Scan the records below for the word "unit". Copy each line where it appears.
───── GIVEN INFORMATION
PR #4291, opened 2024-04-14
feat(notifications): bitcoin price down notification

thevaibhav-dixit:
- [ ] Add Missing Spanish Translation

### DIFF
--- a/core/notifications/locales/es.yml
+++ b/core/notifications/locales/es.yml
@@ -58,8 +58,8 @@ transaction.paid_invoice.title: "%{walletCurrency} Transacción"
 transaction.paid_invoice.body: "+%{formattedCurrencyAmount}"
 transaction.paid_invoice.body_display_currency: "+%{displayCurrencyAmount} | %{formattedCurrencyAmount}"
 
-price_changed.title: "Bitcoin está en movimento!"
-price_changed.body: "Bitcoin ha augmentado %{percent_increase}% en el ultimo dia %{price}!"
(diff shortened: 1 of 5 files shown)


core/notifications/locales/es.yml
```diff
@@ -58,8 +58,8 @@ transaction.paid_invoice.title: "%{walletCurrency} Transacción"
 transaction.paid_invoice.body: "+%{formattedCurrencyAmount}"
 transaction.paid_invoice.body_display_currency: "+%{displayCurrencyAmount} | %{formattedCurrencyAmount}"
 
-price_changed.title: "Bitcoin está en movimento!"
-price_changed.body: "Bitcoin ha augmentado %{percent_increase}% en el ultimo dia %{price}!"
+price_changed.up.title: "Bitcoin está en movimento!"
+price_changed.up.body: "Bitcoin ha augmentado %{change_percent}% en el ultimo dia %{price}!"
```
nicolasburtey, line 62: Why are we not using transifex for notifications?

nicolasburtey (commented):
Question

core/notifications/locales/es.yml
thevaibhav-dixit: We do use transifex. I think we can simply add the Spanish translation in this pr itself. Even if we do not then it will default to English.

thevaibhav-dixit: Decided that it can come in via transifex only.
──────────
───── GIVEN INFORMATION
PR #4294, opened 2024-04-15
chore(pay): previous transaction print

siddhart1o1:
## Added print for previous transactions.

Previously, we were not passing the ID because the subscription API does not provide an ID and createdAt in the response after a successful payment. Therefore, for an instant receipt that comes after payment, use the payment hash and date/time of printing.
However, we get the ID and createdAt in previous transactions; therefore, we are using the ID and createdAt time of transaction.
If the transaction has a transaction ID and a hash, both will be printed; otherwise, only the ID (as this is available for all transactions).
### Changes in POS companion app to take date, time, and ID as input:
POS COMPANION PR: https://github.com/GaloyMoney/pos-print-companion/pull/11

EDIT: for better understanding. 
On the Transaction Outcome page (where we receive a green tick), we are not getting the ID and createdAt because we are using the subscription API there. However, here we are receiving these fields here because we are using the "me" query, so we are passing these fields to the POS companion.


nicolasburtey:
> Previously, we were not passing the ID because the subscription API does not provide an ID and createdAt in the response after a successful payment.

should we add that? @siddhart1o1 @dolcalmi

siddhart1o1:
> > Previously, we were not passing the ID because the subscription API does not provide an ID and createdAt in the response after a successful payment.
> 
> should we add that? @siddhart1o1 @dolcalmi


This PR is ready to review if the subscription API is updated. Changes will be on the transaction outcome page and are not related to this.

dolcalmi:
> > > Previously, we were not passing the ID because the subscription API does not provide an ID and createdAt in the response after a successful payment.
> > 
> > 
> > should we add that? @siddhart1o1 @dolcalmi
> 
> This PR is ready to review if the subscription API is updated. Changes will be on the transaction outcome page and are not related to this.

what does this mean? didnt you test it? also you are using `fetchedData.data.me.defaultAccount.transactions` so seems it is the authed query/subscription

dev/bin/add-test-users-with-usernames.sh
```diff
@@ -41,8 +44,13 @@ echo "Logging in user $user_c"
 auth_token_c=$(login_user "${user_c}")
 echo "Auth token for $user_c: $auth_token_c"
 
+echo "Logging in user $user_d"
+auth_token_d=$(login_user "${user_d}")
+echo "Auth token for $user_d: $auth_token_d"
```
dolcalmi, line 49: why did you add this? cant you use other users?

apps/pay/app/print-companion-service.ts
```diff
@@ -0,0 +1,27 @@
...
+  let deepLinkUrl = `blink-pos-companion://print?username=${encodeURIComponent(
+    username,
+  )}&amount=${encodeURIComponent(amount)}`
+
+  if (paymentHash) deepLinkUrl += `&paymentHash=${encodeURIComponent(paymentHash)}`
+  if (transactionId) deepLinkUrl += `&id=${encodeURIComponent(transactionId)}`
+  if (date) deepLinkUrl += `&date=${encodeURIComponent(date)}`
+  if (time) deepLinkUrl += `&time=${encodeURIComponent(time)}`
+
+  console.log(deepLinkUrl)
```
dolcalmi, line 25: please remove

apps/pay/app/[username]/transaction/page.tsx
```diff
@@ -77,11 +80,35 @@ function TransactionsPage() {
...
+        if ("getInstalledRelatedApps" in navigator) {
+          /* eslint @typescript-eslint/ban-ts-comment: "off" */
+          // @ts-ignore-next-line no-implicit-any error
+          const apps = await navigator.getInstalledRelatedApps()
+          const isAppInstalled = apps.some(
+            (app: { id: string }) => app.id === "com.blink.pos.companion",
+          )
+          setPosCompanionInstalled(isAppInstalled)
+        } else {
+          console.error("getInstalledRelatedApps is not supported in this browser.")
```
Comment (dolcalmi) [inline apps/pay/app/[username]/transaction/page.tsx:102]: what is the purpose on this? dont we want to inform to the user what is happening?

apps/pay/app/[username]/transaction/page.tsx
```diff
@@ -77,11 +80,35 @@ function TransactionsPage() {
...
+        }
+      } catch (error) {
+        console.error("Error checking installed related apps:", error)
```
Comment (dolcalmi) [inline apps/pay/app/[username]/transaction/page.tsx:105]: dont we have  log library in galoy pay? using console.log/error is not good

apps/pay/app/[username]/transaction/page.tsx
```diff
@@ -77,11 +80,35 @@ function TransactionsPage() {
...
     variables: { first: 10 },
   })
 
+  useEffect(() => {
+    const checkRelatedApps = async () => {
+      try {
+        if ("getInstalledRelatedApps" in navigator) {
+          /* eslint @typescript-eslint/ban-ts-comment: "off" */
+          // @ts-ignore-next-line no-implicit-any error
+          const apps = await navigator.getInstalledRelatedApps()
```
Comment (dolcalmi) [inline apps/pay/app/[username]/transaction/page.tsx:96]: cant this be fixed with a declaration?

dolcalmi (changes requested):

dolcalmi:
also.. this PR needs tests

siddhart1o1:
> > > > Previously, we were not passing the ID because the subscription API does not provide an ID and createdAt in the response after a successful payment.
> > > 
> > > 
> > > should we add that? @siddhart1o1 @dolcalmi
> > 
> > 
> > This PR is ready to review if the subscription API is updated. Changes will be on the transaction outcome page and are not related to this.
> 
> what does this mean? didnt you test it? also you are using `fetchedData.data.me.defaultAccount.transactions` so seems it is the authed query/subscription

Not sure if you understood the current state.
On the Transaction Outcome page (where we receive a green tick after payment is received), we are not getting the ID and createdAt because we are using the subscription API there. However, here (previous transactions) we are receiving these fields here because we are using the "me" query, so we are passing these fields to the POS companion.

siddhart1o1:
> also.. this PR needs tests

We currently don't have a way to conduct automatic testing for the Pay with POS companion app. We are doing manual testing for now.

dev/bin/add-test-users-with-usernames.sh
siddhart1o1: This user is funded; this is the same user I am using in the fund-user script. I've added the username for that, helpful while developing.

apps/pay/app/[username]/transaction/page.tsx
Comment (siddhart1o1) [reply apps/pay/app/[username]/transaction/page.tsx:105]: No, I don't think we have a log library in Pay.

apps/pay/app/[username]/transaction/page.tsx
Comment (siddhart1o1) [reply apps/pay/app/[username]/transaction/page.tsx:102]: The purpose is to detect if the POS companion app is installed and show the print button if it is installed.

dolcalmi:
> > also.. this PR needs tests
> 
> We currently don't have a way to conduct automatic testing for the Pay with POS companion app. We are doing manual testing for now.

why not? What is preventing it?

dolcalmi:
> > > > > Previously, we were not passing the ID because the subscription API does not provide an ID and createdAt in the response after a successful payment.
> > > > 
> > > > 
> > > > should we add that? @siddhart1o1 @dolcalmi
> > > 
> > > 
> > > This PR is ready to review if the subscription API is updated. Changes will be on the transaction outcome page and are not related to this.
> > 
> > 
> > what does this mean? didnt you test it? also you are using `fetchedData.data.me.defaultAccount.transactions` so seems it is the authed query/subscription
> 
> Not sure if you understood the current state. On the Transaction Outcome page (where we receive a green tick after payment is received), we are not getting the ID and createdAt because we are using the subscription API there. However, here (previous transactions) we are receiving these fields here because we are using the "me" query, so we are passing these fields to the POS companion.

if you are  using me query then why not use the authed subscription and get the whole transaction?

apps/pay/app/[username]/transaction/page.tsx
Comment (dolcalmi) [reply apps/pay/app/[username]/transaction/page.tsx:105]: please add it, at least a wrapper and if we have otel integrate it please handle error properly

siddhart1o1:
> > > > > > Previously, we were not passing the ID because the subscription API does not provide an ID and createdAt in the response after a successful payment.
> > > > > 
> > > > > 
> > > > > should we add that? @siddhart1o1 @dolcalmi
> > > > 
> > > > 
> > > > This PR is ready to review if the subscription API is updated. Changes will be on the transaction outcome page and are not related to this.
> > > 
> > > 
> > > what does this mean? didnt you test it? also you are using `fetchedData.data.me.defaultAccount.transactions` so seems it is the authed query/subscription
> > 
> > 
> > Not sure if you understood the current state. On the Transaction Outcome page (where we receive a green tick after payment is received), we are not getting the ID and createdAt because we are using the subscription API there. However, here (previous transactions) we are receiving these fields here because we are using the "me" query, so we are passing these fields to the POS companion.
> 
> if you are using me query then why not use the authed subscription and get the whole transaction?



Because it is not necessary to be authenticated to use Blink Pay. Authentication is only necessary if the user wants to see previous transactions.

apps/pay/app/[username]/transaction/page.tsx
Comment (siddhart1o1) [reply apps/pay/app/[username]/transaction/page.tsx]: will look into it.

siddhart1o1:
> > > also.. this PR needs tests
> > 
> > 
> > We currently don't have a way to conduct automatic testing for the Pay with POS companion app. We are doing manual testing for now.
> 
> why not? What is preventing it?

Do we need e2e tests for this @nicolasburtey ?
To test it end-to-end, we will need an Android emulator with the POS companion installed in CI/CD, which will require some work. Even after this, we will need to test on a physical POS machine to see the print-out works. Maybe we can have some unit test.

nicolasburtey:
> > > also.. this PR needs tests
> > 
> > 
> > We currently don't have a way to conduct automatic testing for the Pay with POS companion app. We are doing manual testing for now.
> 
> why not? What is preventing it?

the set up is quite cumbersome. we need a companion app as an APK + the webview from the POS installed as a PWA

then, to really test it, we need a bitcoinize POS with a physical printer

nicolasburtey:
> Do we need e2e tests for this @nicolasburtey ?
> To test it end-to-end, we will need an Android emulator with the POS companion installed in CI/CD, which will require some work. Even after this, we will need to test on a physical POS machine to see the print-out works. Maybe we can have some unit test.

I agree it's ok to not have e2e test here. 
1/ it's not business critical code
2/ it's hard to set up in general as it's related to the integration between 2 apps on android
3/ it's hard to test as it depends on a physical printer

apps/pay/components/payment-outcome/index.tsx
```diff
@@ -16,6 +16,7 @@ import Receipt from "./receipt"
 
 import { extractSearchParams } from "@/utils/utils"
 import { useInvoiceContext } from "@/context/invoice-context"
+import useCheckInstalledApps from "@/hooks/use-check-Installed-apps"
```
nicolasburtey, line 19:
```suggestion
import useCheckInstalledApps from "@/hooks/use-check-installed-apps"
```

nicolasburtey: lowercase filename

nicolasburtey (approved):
──────────
_RESPONSE BOX_
To test it end-to-end, we will need an Android emulator with the POS companion installed in CI/CD, which will require some work. Even after this, we will need to test on a physical POS machine to see the print-out works. Maybe we can have some unit test.
> To test it end-to-end, we will need an Android emulator with the POS companion installed in CI/CD, which will require some work. Even after this, we will need to test on a physical POS machine to see the print-out works. Maybe we can have some unit test.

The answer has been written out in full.